It is an object of the present disclosure to provide solutions for improved control of the image reproduction of a display apparatus with a switchable privacy facility.

SUMMARY

This object is achieved by means of a method for controlling the image reproduction of a display apparatus, by means of a computer program comprising instructions, by means of an apparatus for controlling the image reproduction of a display apparatus, and by means of a display apparatus.
According to one aspect, a method for controlling the image reproduction of a display apparatus comprises switching the display apparatus from a first operating mode with emission into a large field of view to a second operating mode with emission into a restricted field of view, acquiring parameters which influence a contrast of the image reproduction that is perceivable by an observer situated outside the restricted field of view, and adapting a contrast for the image reproduction on the basis of the acquired parameters.
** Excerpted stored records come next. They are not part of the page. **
PR #548, opened 2015-06-29
Fixes in trakt_emit: unused imports, UnboundLocalError of var `eps` #3033

antivirtel:
Responsible for testing is qvazzler.

### DIFF
--- a/flexget/plugins/input/trakt_emit.py
+++ b/flexget/plugins/input/trakt_emit.py
@@ -101,12 +101,12 @@ class TraktEmit(object):
                             else:
                                 epn += 1
                         break
-                    else:
-                      if config['position'] == 'next':
-                        eps = epn = 1
-                      else:
-                        # There were no watched/collected episodes, nothing to emit in 'last' mode
-                        continue
+                else:
+                  if config['position'] == 'next':
+                    eps = epn = 1
+                  else:
+                    # There were no watched/collected episodes, nothing to emit in 'last' mode
+                    continue
             if eps and epn:
                 entry = self.make_entry(fields, eps, epn)
                 entries.append(entry)
--- a/flexget/plugins/input/trakt_emit.py
+++ b/flexget/plugins/input/trakt_emit.py
@@ -1,5 +1,4 @@
 from __future__ import unicode_literals, division, absolute_import
-import hashlib
 import logging
 from urlparse import urljoin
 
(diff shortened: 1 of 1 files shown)


antivirtel:
Maybe an `eps = null` would be better, since rarely there used to be 0th episodes, pilots, etc...

qvazzler:
Hi Gaz, please merge so I can use trakt_emit again. :+1:

flexget/plugins/input/trakt_emit.py
```diff
@@ -103,6 +101,8 @@ def on_task_input(self, task, config):
                             else:
                                 epn += 1
                         break
+                    else:
+                        eps = 0;
```
stevezau: not sure why this line ends in a semicolon?

Also you could cleanup the above logic 

IE:
```
if config['position'] == 'next':
                             if seas['completed'] >= seas['aired']:
```

to:
```
if config['position'] == 'next' and seas['completed'] >= seas['aired']:
```

antivirtel:
The semicolon is just a routine for me @stevezau, mainly, I'm Java developer. I'll remove it in the next commit, but I'm still waiting for @gazpachoking's help, to figure out what to do with that `eps = 0`.

gazpachoking:
I think probably something like this would be okay as an `else` to the for loop.
```
                else:
                    if config['position'] == 'next':
                        eps = epn = 1
                    else:
                        # There were no watched/collected episodes, nothing to emit in 'last' mode
                        continue
```

gazpachoking:
Hmm, I meant the else block on the for loop, rather than that if statement. @cvium Did you want to give this a shot so @antivirtel isn't doing it blind?

cvium:
Sure... once it's been updated.

antivirtel:
@gazpachoking did you want to place that code block into this `for` loop's 1st or 2nd `if`?( https://github.com/Flexget/Flexget/blob/develop/flexget/plugins/input/trakt_emit.py#L92 or https://github.com/Flexget/Flexget/blob/develop/flexget/plugins/input/trakt_emit.py#L97 )

cvium:
@gazpachoking is suggesting a `for-else` loop. It should not be inside the `for`-loop.

antivirtel:
Ah I hope I get it now (https://docs.python.org/2/tutorial/controlflow.html#break-and-continue-statements-and-else-clauses-on-loops) - so an `else` into this `for`: https://github.com/Flexget/Flexget/blob/develop/flexget/plugins/input/trakt_emit.py#L90 !

cvium:
Yes.

cvium:
I am unable to test this for the next 2 weeks, so if someone else could handle this it'd be cool.

qvazzler:
Really crammed up at work around this time guys.. Will try when I get the chance.

qvazzler:
Just tested your PR again Antivirtel, it's working! :+1: :+1: :+1:

gazpachoking:
Thanks everyone!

In one embodiment of the method, the method further comprises a computer program that comprises instructions which, when executed by a computer, cause the computer to carry out the following steps for controlling the image reproduction of a display apparatus of switching the display apparatus from a first operating mode with emission into a large field of view to a second operating mode with emission into a restricted field of view, acquiring parameters which influence a contrast of the image reproduction that is perceivable by an observer situated outside the restricted field of view, and adapting a contrast for the image reproduction on the basis of the acquired parameters.
The term computer should be understood to include graphics chips, embedded systems and other processor-based data processing apparatuses.
The computer program can be provided for electronic retrieval or can be stored on a computer-readable storage medium, for example.
According to another aspect, an apparatus for controlling the image reproduction of a display apparatus comprises a switching unit for switching the display apparatus from a first operating mode with emission into a large field of view to a second operating mode with emission into a restricted field of view, an evaluation unit for acquiring parameters which influence a contrast of the image reproduction that is perceivable by an observer situated outside the restricted field of view, and a control unit for adapting a contrast for the image reproduction on the basis of the acquired parameters.
By virtue of the backlight-based concept described above, with the privacy function activated, the visible luminance of the passenger display is indeed greatly reduced for the driver, but there is also a further parameter that is important for readability: contrast. On account of the contrast, the passenger display still remains readable for the driver in many cases.
An optimization or a situation-dependent contrast setting or contrast reduction is used to further reduce the discernability of the image contents for the driver. The contrast for the image reproduction is adapted such that represented image contents are not discernible to the observer, i.e. the contrast perceived by the driver is close to 1. In this case, the adaptation of the contrast is effected in such a way that a sufficient contrast for the passenger is simultaneously present.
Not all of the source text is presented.